The greatest thing I’ve heard is “You inspire me.” To know that you’re just walking down the street without anything on your head and you‘ve inspired somebody who’s been wearing a wig or just been diagnosed, you can help them just by being yourself. Once I even shaved my own head!. I had random hairs standing up and just took my razor. . . and asked my husband, “Did I get the back?” He said, “You did a really good job!!”

The biggest surprise is some doctors (not my doctors here) sometimes try to “lighten” the diagnosis, so when you read the reports, the reports sound much worse. I’ve learned not to pay attention to the reports as much as I need to because I become fixated on them and I don’t need to do that. I’ve had two benefits coordinated by wonderful friends in the Clemson and Aiken communities. Both events were awesome. The two raised altogether over $130,000 which has definitely helped with medical bills and our financial household responsibilities. I didn’t know how much I was loved.

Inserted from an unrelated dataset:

PR #10408, opened 2024-06-18
Lit and Unlit modes implementation

SYBIOTE:
## Summary

fixes the drop shadows in the application. The changes ensure that the drop shadows are correctly applied to mesh and model and primitive geom entities.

I don’t want to die. I don’t want to leave my husband. I don’t want to leave my family. I have a couple of tattoos….One is Isaiah 40:31 and Joshua 1:9. Those are just a reminder every day, that I need to keep going, that God is here for me. I have some doves on my ankle. They remind me of peace and hope.

I’m not giving up. There’s something coming around the corner. Definitely don’t lose hope. I just have a feeling that something great is about to happen. Don’t be discouraged. Push on. Even on bad days, the next day could be better. Live one day at a time and live your best life you can. I’ve definitely learned to live every day to the fullest because you never know when it’s going to be your last. I don’t think a lot of people do that, think that way but being faced with a terminal cancer, you learn to let the small things go. Be your best every day.